Laws also prohibit retail (or resale) price maintenance—a manufacturer cannot require dealers to charge a specified retail price for its product. Although the seller can propose a manufacturer’s suggested retail price to dealers, it cannot refuse to sell to a dealer that takes independent pricing action, nor can it punish the dealer by shipping late or denying advertising allowances. For example, the Florida attorney general’s office investigated Nike for allegedly fixing the retail price of its shoes and clothing. It was concerned that Nike might be withholding items from retailers who were not selling its most expensive shoes at prices the company considered suitable.
Deceptive pricing occurs when a seller states prices or price savings that mislead consumers or are not actually available to consumers. This might involve bogus reference or comparison prices, as when a retailer sets artificially high “regular” prices and then announces “sale” prices close to its previous everyday prices. For example, luxury apparel and accessories retailer Michael Kors recently settled a class action lawsuit alleging that it used deceptive pricing at its outlet stores. The retailer was charged with tagging products with false “manufacturer’s suggested retail prices” to make its supposed discounted prices more appealing when, in fact, the products were sold only in the outlet stores. Such artificial comparison pricing is widespread in retailing.22
Although comparison pricing claims are legal if they are truthful, the Federal Trade Commission’s “Guides against Deceptive Pricing” warn sellers not to advertise (1) a price reduction unless it is a savings from the usual retail price, (2) “factory” or “wholesale” prices unless such prices are what they are claimed to be, and (3) comparable value prices on imperfect goods.23
Other deceptive pricing issues include scanner fraud and price confusion. The widespread use of scanner-based computer checkouts has led to increasing complaints of retailers overcharging their customers. Most of these overcharges result from poor management, such as a failure to enter current or sale prices into the system. Other cases, however, involve intentional overcharges.

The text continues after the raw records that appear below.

PR #523, opened 2019-05-13
 use naming conventions for theme classes

### LINKED ISSUE #432: Halo: Adjust selectors for theme
From this
https://github.com/pluralsight/design-system/blob/master/packages/halo/src/css/index.js#L49

To
.psds-theme--${themeNames.light} etc

danethurber:
resolves #432


packages/halo/src/css/index.js
```diff
@@ -46,31 +52,31 @@ export default {
     }
   },
 
-  [`${BASE_CLASSNAME}--gap-size-default${BASE_CLASSNAME}--theme-dark`]: {
+  [`${BASE_CLASSNAME}--gap-size-default${themeClasses[themeNames.dark]}`]: {
```
jaketrent: Since we have teams coding to these selector names, I believe this is a BREAKING CHANGE.

packages/halo/src/react/index.js
```diff
@@ -6,19 +6,19 @@ import React from 'react'
 import { withTheme } from '@pluralsight/ps-design-system-theme/react'
 import filterReactProps from '@pluralsight/ps-design-system-filter-react-props'
 
-import css, { BASE_CLASSNAME } from '../css'
+import css, { BASE_CLASSNAME, themeClasses } from '../css'
```
jaketrent: While you're editing this file/line, you might as well add the /index.js filename to the pathing.

Issue #524, opened 2019-05-15
emptystate protype error


danethurber:
https://pluralsight.slack.com/archives/C70HPSJPP/p1557851216017900

PR #525, opened 2019-05-15
EmptyState: resize observer state should not update after unmounting component

danethurber:
related #524 

there was an error being called in the resize-observer of emptystate. i have been unable to track it down and repro 😬 but it might be related to a few things i've done...shooting in the dark here

- There was an issue where state was being updated if the component was quickly mounted and unmounted. this was a race condition with the ResizeObserver callback
  - i have a solution that checks and only updates component state if the component is still mounted
  - it turned out easer to do with a hook so i went ahead and upgrade the component to use react 16.8
- i upgrade prop-types just because it might be related...but probably not

BREAKING CHANGE: react version upgrade

---

maybe fixes: #524


packages/emptystate/src/react/__specs__/storyshots.spec.js
```diff
@@ -6,8 +6,6 @@ import initStoryshots, {
 jest.mock('@pluralsight/ps-design-system-storybook-addon-center')
 jest.mock('@pluralsight/ps-design-system-storybook-addon-theme')
 
-jest.mock('../resize-observer')
```
jaketrent: why the mock removal for storyshots?

packages/emptystate/src/react/index.js
```diff
@@ -110,55 +108,35 @@ Illustration.propTypes = {
...
-          const ctx = { hasRenderedOnce, size, themeName }
-          return this.renderContent(ctx)
-        }}
-      </ResizeObserver>
-    )
-  }
-}
+const EmptyState = withTheme(function EmptyState(props) {
+  const [hasRenderedOnce, setHasRenderedOnce] = useState(false)
+  const [ref, { width }] = useResizeObserver()
```
jaketrent: kind of an odd api to return an array with an object that is then destructured.  Why not just return an object and then destructure ref out of it as well?  Seems it would simplify the data structure.

packages/emptystate/src/react/index.js
```diff
@@ -110,55 +108,35 @@ Illustration.propTypes = {
...
+
+  useEffect(() => {
+    setHasRenderedOnce(true)
+  }, [])
+
+  const hasPropSizeOverride = !!props.size
+  const observableSize = width <= 450 ? vars.sizes.small : vars.sizes.large
+
+  const size = hasPropSizeOverride ? props.size : observableSize
+  const ctx = { size, themeName: props.themeName }
```
jaketrent: Why pull theme from context just to add it to context again?  I guess it's a different context.  Seems odd at first glance.

packages/emptystate/src/react/index.js
```diff
@@ -110,55 +108,35 @@ Illustration.propTypes = {
...
+const EmptyState = withTheme(function EmptyState(props) {
+  const [hasRenderedOnce, setHasRenderedOnce] = useState(false)
+  const [ref, { width }] = useResizeObserver()
+
+  useEffect(() => {
+    setHasRenderedOnce(true)
+  }, [])
+
+  const hasPropSizeOverride = !!props.size
+  const observableSize = width <= 450 ? vars.sizes.small : vars.sizes.large
```
jaketrent: What is the 450 magic number?  Saving as a variable in order to label would be nice.

packages/emptystate/src/react/use-resize-observer.js
```diff
@@ -0,0 +1,50 @@
...
+      setHeight(contentRect.height)
+    }
+
+    const debouncedResize = debounce(150, handleResize)
+    const observer = new ResizeObserver(debouncedResize)
+
+    observer.observe(el)
+
+    return () => {
+      subscribed = false
```
jaketrent: Is this where we're setting "unmounted"?

packages/emptystate/src/react/use-resize-observer.js
```diff
@@ -0,0 +1,50 @@
...
+    function handleResize(entries) {
+      if (!subscribed || !isBrowser) return
+      const { contentRect } = entries[0]
+
+      setWidth(contentRect.width)
+      setHeight(contentRect.height)
+    }
+
+    const debouncedResize = debounce(150, handleResize)
+    const observer = new ResizeObserver(debouncedResize)
```
jaketrent: `useEffect` is potentially called multiple times.  Does creating new instance here create a problem?  Do we want to ever just have one?

packages/emptystate/src/react/use-resize-observer.js
```diff
@@ -0,0 +1,50 @@
...
+      subscribed = false
+      clearTimeout(debouncedResize)
+      observer.unobserve(el)
+    }
+  }, [])
+
+  return [ref, { width, height }]
+}
+
+function debounce(delay, fn) {
```
jaketrent: beaut

packages/emptystate/src/react/__specs__/storyshots.spec.js
danethurber: before it was an hoc and therefore muddied up my snapshots with elements. now that it's a hook the snapshot is simplier

packages/emptystate/src/react/index.js
danethurber: before it was called `renderSmallIfElementLessThan` 😛 

i'll go back to calling it that

packages/emptystate/src/react/index.js
danethurber: yeah i can see that. i'll update

packages/emptystate/src/react/use-resize-observer.js
danethurber: yes - not the prettiest thing in the world

packages/emptystate/src/react/use-resize-observer.js
danethurber: because the second arg to useEffect is an empty array it should(🤞) just run once on mount. i'm still fuzzy on the api so i'll verify that's how it works

PR #526, opened 2019-05-15
Feature/position

jaketrent:
- [x] js function
- [x] react component
- [x] fix the single react issue with site
- [x] update button to be forwardRef compat (all components that want to use Position component will need to support forwardRef)
- [x] update tooltip docs
- [x] portal rendering support
- [x] position docs

Some things to look for?:
- [ ] button still looks ok. I'm concerned because in the site, Button page has weird styles for "flat" appearance and light them.  Button storybook, however, looks fine.  Maybe site is messed?  
- [ ] tooltip and button conversions to forwardRef look good.  Is there something to do to test this more?

This got pretty big.  I am ready to walk through it or answer questions.


packages/position/src/react/__stories__/index.story.js
```diff
@@ -0,0 +1,131 @@
...
+  ))
+)
+
+reactStory.add('when=false', () => (
+  <Below when={false} show={<Tooltip>The tip</Tooltip>}>
+    <Box>Hidden</Box>
+  </Below>
+))
+
+reactStory.add('test.skip inNode', () => {
```
danethurber: `test.skip` - guessing that's a typo?

packages/button/package.json
```diff
@@ -21,9 +21,9 @@
   "keywords": [],
   "dependencies": {
     "@pluralsight/ps-design-system-core": "^4.4.2",
+    "@pluralsight/ps-design-system-filter-react-props": "^1.1.3",
     "@pluralsight/ps-design-system-icon": "^12.0.1",
     "@pluralsight/ps-design-system-theme": "^2.0.2",
-    "@pluralsight/ps-design-system-util": "^2.0.2",
```
danethurber: i think you still need this for the `transparentize` function

packages/position/src/react/__stories__/index.story.js
jaketrent: No, that's a pattern for storyshots to see and not test.

packages/button/package.json
jaketrent: I don't think I'm using transparentize any more.  Unless grep is failing me...

jaketrent:
hmmm, yeah, surprisingly the docs are messed for me too.  Not sure why it was working earlier. 👀 ...

packages/button/package.json
jaketrent: Wait, you're right, this is `button`...

packages/position/src/react/__stories__/index.story.js
danethurber: oh cool. i didn't think that was a possiblity

jaketrent:
Hey @danethurber , the docs were broken because I was of bad combo of forwardRef and useRef.  I don't know why it seemed to work when I deved on it.  

Please re-review when you have the time.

Many federal and state statutes regulate against deceptive pricing practices. For example, the Automobile Information Disclosure Act requires automakers to attach a statement on new vehicle windows stating the manufacturer’s suggested retail price, the prices of optional equipment, and the dealer’s transportation charges. However, reputable sellers go beyond what is required by law. Treating customers fairly and making certain that they fully understand prices and pricing terms are an important part of building strong and lasting customer relationships.